Input:
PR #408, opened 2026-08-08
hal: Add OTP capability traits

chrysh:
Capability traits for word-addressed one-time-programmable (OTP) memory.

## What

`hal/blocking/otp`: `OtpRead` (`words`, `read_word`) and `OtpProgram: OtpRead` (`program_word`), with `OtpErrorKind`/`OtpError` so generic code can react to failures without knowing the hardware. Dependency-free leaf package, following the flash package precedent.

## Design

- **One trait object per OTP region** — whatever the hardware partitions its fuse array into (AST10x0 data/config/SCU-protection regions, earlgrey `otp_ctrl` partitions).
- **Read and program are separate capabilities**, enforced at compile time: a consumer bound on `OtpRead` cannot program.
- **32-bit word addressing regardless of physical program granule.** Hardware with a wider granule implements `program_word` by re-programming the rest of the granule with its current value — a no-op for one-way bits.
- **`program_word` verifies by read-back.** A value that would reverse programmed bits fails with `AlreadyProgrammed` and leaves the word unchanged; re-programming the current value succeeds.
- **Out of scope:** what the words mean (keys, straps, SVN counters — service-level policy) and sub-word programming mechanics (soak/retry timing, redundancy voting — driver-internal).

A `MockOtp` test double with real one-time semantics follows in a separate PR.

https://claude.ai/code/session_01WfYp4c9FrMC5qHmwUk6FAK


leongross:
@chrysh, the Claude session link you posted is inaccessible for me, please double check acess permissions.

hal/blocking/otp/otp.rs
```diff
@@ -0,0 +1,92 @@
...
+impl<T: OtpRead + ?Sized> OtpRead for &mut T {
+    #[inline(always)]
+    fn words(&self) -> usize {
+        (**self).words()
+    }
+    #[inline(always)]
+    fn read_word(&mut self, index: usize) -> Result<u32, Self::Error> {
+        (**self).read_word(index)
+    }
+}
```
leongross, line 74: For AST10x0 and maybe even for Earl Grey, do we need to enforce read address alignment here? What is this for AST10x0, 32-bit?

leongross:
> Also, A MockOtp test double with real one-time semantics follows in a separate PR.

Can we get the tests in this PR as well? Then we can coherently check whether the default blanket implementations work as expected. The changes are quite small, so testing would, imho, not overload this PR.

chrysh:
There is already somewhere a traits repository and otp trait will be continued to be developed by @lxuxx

Task to complete:
Output the full listing exactly as it stands.

Task response:
PR #408, opened 2026-08-08
hal: Add OTP capability traits

chrysh:
Capability traits for word-addressed one-time-programmable (OTP) memory.

## What

`hal/blocking/otp`: `OtpRead` (`words`, `read_word`) and `OtpProgram: OtpRead` (`program_word`), with `OtpErrorKind`/`OtpError` so generic code can react to failures without knowing the hardware. Dependency-free leaf package, following the flash package precedent.

## Design

- **One trait object per OTP region** — whatever the hardware partitions its fuse array into (AST10x0 data/config/SCU-protection regions, earlgrey `otp_ctrl` partitions).
- **Read and program are separate capabilities**, enforced at compile time: a consumer bound on `OtpRead` cannot program.
- **32-bit word addressing regardless of physical program granule.** Hardware with a wider granule implements `program_word` by re-programming the rest of the granule with its current value — a no-op for one-way bits.
- **`program_word` verifies by read-back.** A value that would reverse programmed bits fails with `AlreadyProgrammed` and leaves the word unchanged; re-programming the current value succeeds.
- **Out of scope:** what the words mean (keys, straps, SVN counters — service-level policy) and sub-word programming mechanics (soak/retry timing, redundancy voting — driver-internal).

A `MockOtp` test double with real one-time semantics follows in a separate PR.

https://claude.ai/code/session_01WfYp4c9FrMC5qHmwUk6FAK


leongross:
@chrysh, the Claude session link you posted is inaccessible for me, please double check acess permissions.

hal/blocking/otp/otp.rs
```diff
@@ -0,0 +1,92 @@
...
+impl<T: OtpRead + ?Sized> OtpRead for &mut T {
+    #[inline(always)]
+    fn words(&self) -> usize {
+        (**self).words()
+    }
+    #[inline(always)]
+    fn read_word(&mut self, index: usize) -> Result<u32, Self::Error> {
+        (**self).read_word(index)
+    }
+}
```
leongross, line 74: For AST10x0 and maybe even for Earl Grey, do we need to enforce read address alignment here? What is this for AST10x0, 32-bit?

leongross:
> Also, A MockOtp test double with real one-time semantics follows in a separate PR.

Can we get the tests in this PR as well? Then we can coherently check whether the default blanket implementations work as expected. The changes are quite small, so testing would, imho, not overload this PR.

chrysh:
There is already somewhere a traits repository and otp trait will be continued to be developed by @lxuxx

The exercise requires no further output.